In 2014, Mr. Julis, along with Co-Founder Josh Friedman, received Institutional Investor’s “Lifetime Achievement” Award. Mr. Julis serves as a Trustee of the Brown University Corporation, on the Board of Governors at the Watson Institute for International and Public Affairs at Brown University, on the Board of Trustees at Yeshiva University and as Trustee Emeritus at the Asia Society.  He previously served on the Board of Trustees at Princeton University.  He is currently a member of the Advisory Council for the Julis-Rabinowitz Center for Public Policy and Finance at the Princeton School of Public and International Affairs and a member of Princeton’s School of Engineering and Applied Science Leadership Council.  Furthermore, he sits on the Jacobs Technion-Cornell Institute Advisory Council and the Lincoln Center Theater Board of Directors.
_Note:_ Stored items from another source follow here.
PR #14164, opened 2025-10-28
Try to use cached db dump for playwright tests

sainak:
## Proposed Changes

- Try to use cached db dump for playwright tests

## Merge Checklist

## Summary by CodeRabbit

* **Chores**
  * Enhanced test infrastructure with improved browser and database caching for faster CI execution
  * Optimized test setup workflow with expanded result aggregation, artifact management, and comprehensive status reporting


.github/workflows/playwright.yaml
```diff
@@ -112,7 +112,18 @@ jobs:
...
-          make docker_config_file=docker-compose.local.yaml up load-fixtures
+          docker compose -f docker-compose.yaml -f $(docker_config_file) up -d db
+          # load the db dump from the artifact if it exists else do the usual
+          set -e
+          {
+            archive_download_url=$(curl -sf "https://api.github.com/repos/ohcnetwork/care/actions/artifacts?name=care-db-dump" | jq -r '.artifacts[0].archive_download_url')
+            curl -Lf -H "Authorization: Bearer ${{ secrets.GITHUB_TOKEN }}" -o care-db-dump.zip "$archive_download_url"
+            unzip care-db-dump.zip
+            make load-db
+            make docker_config_file=docker-compose.pre-built.yaml up
```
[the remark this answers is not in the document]
sainak: to keep the script simple we are using errexit

bodhish:
@sainak can we try creating a custom image? https://docs.github.com/en/actions/how-tos/manage-runners/larger-runners/use-custom-images

Backend can replace these images when a new commit is merged.

nihal467:
marking it tested since the action ran successfully

bodhish:
@sainak status here?

.github/workflows/playwright.yaml
```diff
@@ -104,15 +103,32 @@ jobs:
...
+            "$(cat ../.github/runner-files/jwks.b64.txt)")
+          printf '%s' "$SHARED_CONFIG" >> docker/.local.env
+          printf '%s' "$SHARED_CONFIG" >> docker/.prebuilt.env
+          # start pulling backend image and db first to speed up
+          docker compose -f docker-compose.yaml -f docker-compose.pre-built.yaml pull backend > /dev/null &
+          docker compose -f docker-compose.yaml up -d --wait db > /dev/null
+          # load the db dump from the artifact if it exists
+          set -e
+          {
+            archive_download_url=$(curl -sf "https://api.github.com/repos/ohcnetwork/care/actions/artifacts?name=care-db-dump" | jq -r '.artifacts[0].archive_download_url')
```
yash-learner, line 120: Shouldn't we do a authenticated request here as well for getting the LIST artifacts?

It is just 60 req/hour if it unauthenticated -> http://docs.github.com/en/rest/using-the-rest-api/rate-limits-for-the-rest-api?apiVersion=2022-11-28#primary-rate-limit-for-unauthenticated-users

 I think we might hit the limit 🤔

sainak: I think those are from a single client, but in actions, each run is a different client

sainak:
> @sainak status here?

It is ready to merge

.github/workflows/playwright.yaml
yash-learner: If it is a different IP then mostly it wont be a problem because it is a large list of ip's -> https://api.github.com/meta

we are having github enterprise, I thought we might a dedicated list of ips.


but even if it is dynamic, we can't predict because it is shared across all orgs on github. 

Let's see, whether it will hit limit or not anytime soon.

yash-learner (approved):
LGTM

https://github.com/ohcnetwork/care_fe/pull/14164#discussion_r2526533870

PR #14459, opened 2025-11-21
Remove security headers from dev environment

### LINKED ISSUE #14499: Security headers should be removed from local env
Currently, security headers are causing problems in local development. As local development will be done in a local machine, they are not required, so can be removed.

Also noteworthy is his active role in establishing the Harvard Law School Program on Jewish and Israeli Law. In 2019, Mr. Julis received an Honorary Fellowship from the Technion – Israel Institute of Technology.

Mr. Julis and his wife, Joleen, reside in Dallas, TX and have 4 children.

Josh Friedman

Co-Founder, Co-Chairman and Co-Chief Executive Officer

Josh Friedman is Co-Founder, Co-Chairman and Co-Chief Executive Officer of Canyon Partners, LLC. Mr. Friedman is a graduate of Harvard College (B.A., summa cum laude, Phi Beta Kappa, Physics), Oxford University (M.A., honors, Politics and Economics, Marshall Scholar), Harvard Business School (M.B.A., Baker Scholar) and Harvard Law School (J.D., Sears Prize, magna cum laude). Prior to forming Canyon, Mr. Friedman was Director of Capital Markets for High Yield and Private Placements at Drexel Burnham Lambert. Prior to working at Drexel, Mr. Friedman worked in the Mergers and Acquisitions Department of Goldman Sachs in New York.
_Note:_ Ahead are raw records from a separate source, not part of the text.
PR #14745, opened 2025-12-12
feat: add PatientHeaderActions component type and integrate into PatientInfoCard

abhimanyurajeesh:
## Proposed Changes

This added patient ID card print to the patient home page

image

## Merge Checklist

- [ ] Request peer reviews.

## Summary by CodeRabbit

* **New Features**
  * Added a "Print ID Card" action to the patient information card header, giving users quick access to print a patient's ID card from the patient view.

### DIFF
--- a/src/components/Patient/PatientInfoCard.tsx
+++ b/src/components/Patient/PatientInfoCard.tsx
@@ -5,6 +5,7 @@ import { Badge } from "@/components/ui/badge";
 import { Button } from "@/components/ui/button";
 import { Card, CardHeader } from "@/components/ui/card";
 import { PatientHoverCard } from "@/pages/Facility/services/serviceRequests/PatientHoverCard";
+import { PLUGIN_Component } from "@/PluginEngine";
 import { PatientRead } from "@/types/emr/patient/patient";
 import {
   getTagHierarchyDisplay,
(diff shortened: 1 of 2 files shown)


src/components/Patient/PatientInfoCard.tsx
```diff
@@ -40,6 +41,13 @@ export const PatientInfoCard = ({
             <PatientHoverCard patient={patient} facilityId={facilityId} />
           </div>
           {children}
+
+          <PLUGIN_Component
+            __name="PatientHeaderActions"
```
rithviknishad: plugin name is misleading... we have another component called `PatientHeader` and one might assume it's that.

```suggestion
            __name="PatientInfoCardActions"
```

rithviknishad (changes requested):

src/components/Patient/PatientInfoCard.tsx
abhimanyurajeesh: changed to PrintIDCardButton

rithviknishad (changes requested):
I don't think we should keep the name very specific to what the plug does. This is not extensible.

What if I want to add other actions as well later on? 🤔 

We'd need to add another type to the components.

abhimanyurajeesh:
> I don't think we should keep the name very specific to what the plug does. This is not extensible.
> 
> What if I want to add other actions as well later on? 🤔
> 
> We'd need to add another type to the components.

definitely you will need to add another type if you want

PR #15091, opened 2026-01-10
Fix : use voice recorder memory leaks

### LINKED ISSUE #15062: Fix memory leak in useVoiceRecorder hook
**Describe the bug**

The `useVoiceRecorder` hook located in `src/Utils/useVoiceRecorder.ts` contains a critical memory leak that causes browser resources to accumulate over time. The hook fails to properly clean up audio contexts, media streams, object URLs, and animation frames, leading to progressively increasing memory usage, especially when recording audio multiple times in a session.

The root cause is that the hook uses module-level variables instead of React refs for audio resources, doesn't revoke object URLs created via `URL.createObjectURL()`, and doesn't properly cancel animation frames when the component unmounts. Additionally, the cleanup logic is incomplete and doesn't handle edge cases like component unmounting during active recording.

**To Reproduce**

1. Navigate to any page that uses audio recording functionality (e.g., Audio Capture Dialog)
2. Start recording audio
3. Stop the recording
4. Repeat steps 2-3 multiple times (10-20+ iterations)
5. Monitor browser memory usage (Chrome DevTools → Performance → Memory, or Task Manager)
6. Observe memory continuously increasing with each recording cycle

Alternative reproduction:
1. Start recording audio
2. Navigate away or close the component while recording is still active
3. Check that resources are not properly cleaned up (memory remains allocated)

**Expected behavior**

- All audio resources (AudioContext, AnalyserNode, MediaStreamSourceNode) should be properly cleaned up when recording stops or component unmounts
- Object URLs created with `URL.createObjectURL()` should be revoked using `URL.revokeObjectURL()` to prevent memory leaks
- Animation frames should be cancelled when recording stops or component unmounts
- Memory usage should stabilize and not continuously grow with repeated usage

**Screenshots**

N/A - This is a memory/resource management issue that is best observed through browser DevTools.

**Desktop :**

- OS: macOS
- Browser: Chrome
- Version: Latest versions

**Smartphone :**

- Device: N/A
- OS: N/A
- Browser: N/A
- Version: N/A

**Technical Details:**

The issue is present in `src/Utils/useVoiceRecorder.ts`. Specific problems include:

1. **Lines 11-13**: Module-level variables (`audioContext`, `analyser`, `source`) should be converted to `useRef` hooks to properly persist across renders and enable cleanup
2. **Line 57**: `URL.createObjectURL()` is called but the URL is never revoked, causing object URL memory leaks
3. **Line 73**: `animationFrameId` in `setupAudioAnalyser()` is a local variable that cannot be cancelled if component unmounts
4. **Lines 64-69**: Cleanup function doesn't handle all edge cases, especially when component unmounts during active recording

**Impact:**

- Memory usage continuously grows with repeated use
- Can lead to performance degradation and browser slowdowns
- May cause crashes on memory-constrained devices
- Media stream tracks may remain active after component unmount

**Files Affected:**
- `src/Utils/useVoiceRecorder.ts`
- Components using this hook (e.g., `src/components/Files/AudioCaptureDialog.tsx`)

**Suggested Fix Approach:**

- Convert module-level variables to `useRef` hooks for proper lifecycle management
- Store `animationFrameId` in a ref to enable cancellation on unmount
- Implement proper `URL.revokeObjectURL()` calls in cleanup and when URLs are replaced
- Add comprehensive cleanup effect that runs on component unmount
- Ensure all audio resources are properly disconnected and closed

harsh04044:
## Proposed Changes

Fixes #15062 

This PR resolves critical memory leaks in the `useVoiceRecorder` hook that were causing browser resources to accumulate over time, especially when recording audio multiple times in a session. The leaks were caused by improper cleanup of audio contexts, media streams, object URLs, and animation frames.

**Changes:**
- Converted module-level variables (`audioContext`, `analyser`, `source`) to `useRef` hooks for proper React lifecycle management
- Added `URL.revokeObjectURL()` calls to prevent object URL memory leaks when creating new URLs and in `resetRecording()`
- Stored `animationFrameId` in a ref to enable proper cancellation when component unmounts during active recording
- Implemented comprehensive `cleanupAudioResources()` function that properly disconnects audio nodes, closes audio contexts, cancels animation frames, and revokes object URLs
- Added unmount cleanup effect to ensure all resources are released even if component unmounts during active recording
- Fixed stale closure issue by using `isRecordingRef` in animation frame callback to always access current recording state

These changes ensure that all audio resources are properly cleaned up when recording stops or the component unmounts, preventing memory leaks and improving browser performance.

## Merge Checklist

- [x] Request peer reviews.

## Summary by CodeRabbit

* **Bug Fixes**
  * Recorder stability improvements: waveform updates stop reliably on stop/unmount; audio URLs and media tracks are revoked to prevent leaks.
  * Improved Safari compatibility for audio playback/recording.

* **Refactor**
  * Reorganized recording lifecycle and cleanup sequencing to avoid races, double-cleanups, and unsafe state updates.

* **Breaking Changes**
  * Hook return shape changed: removed returned blob and waveform properties; remaining controls and audio URL still provided.


nihal467 (approved):

nihal467 (approved):

parvathyns-creator:
@nihal467 looks fine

In 2014, Mr. Friedman, along with Co-Founder Mitch Julis, received Institutional Investor’s “Lifetime Achievement” Award. Mr. Friedman is a member of the George W. Bush Presidential Center Executive Advisory Council. Additionally, Mr. Friedman serves on the boards and/or investment committees of a number of endowments and foundations including Harvard Management Company, Harvard Committee on University Resources, California Institute of Technology, Lincoln Center for the Performing Arts, The Broad Foundation, Los Angeles County Museum of Art (LACMA), and the Dallas Museum of Art (DMA). Mr. Friedman previously served on the investment committee of the J. Paul Getty Trust and Board of the Dean’s Advisors for Harvard Business School, as well as the boards of the Los Angeles Philharmonic, the UCLA Hospital Department of Neurosurgery, the UCLA Anderson School of Management, The California Science Center, and The Andrew W. Mellon Foundation.

Mr. Friedman and his wife, Beth, live in Dallas, Texas and have three sons. Mr. and Mrs. Friedman co-endowed the Star-Friedman Challenge for Promising Scientific Research at Harvard University and are 2019 recipients of the Ellis Island Medal of Honor.